## YOUR ASSIGNMENT
Look for the string "opened" in the listing below and copy every line in which it appears.

## MATERIAL SHOWN
——

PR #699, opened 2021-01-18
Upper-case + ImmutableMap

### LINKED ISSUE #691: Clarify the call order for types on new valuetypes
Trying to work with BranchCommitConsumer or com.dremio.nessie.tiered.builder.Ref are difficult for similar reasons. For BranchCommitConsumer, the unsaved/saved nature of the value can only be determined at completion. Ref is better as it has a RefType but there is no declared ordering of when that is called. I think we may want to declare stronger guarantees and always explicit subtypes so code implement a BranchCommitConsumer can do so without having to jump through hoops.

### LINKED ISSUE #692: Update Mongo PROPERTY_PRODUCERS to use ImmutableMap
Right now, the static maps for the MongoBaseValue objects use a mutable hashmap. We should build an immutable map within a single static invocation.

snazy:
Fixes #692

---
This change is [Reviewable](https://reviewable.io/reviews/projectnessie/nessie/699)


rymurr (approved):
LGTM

——

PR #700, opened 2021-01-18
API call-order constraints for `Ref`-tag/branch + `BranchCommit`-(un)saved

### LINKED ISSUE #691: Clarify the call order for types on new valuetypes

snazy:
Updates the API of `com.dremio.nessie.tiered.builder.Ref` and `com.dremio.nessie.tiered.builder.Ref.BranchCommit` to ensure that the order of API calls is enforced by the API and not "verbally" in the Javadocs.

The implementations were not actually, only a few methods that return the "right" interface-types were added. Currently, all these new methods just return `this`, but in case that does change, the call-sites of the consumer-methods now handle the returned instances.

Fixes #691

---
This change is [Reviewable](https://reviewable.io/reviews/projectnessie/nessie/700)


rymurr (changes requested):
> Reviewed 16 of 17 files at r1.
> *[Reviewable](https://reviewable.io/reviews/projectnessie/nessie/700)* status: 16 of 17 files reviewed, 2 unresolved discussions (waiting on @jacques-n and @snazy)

——

## TASK RESPONSE
PR #699, opened 2021-01-18
PR #700, opened 2021-01-18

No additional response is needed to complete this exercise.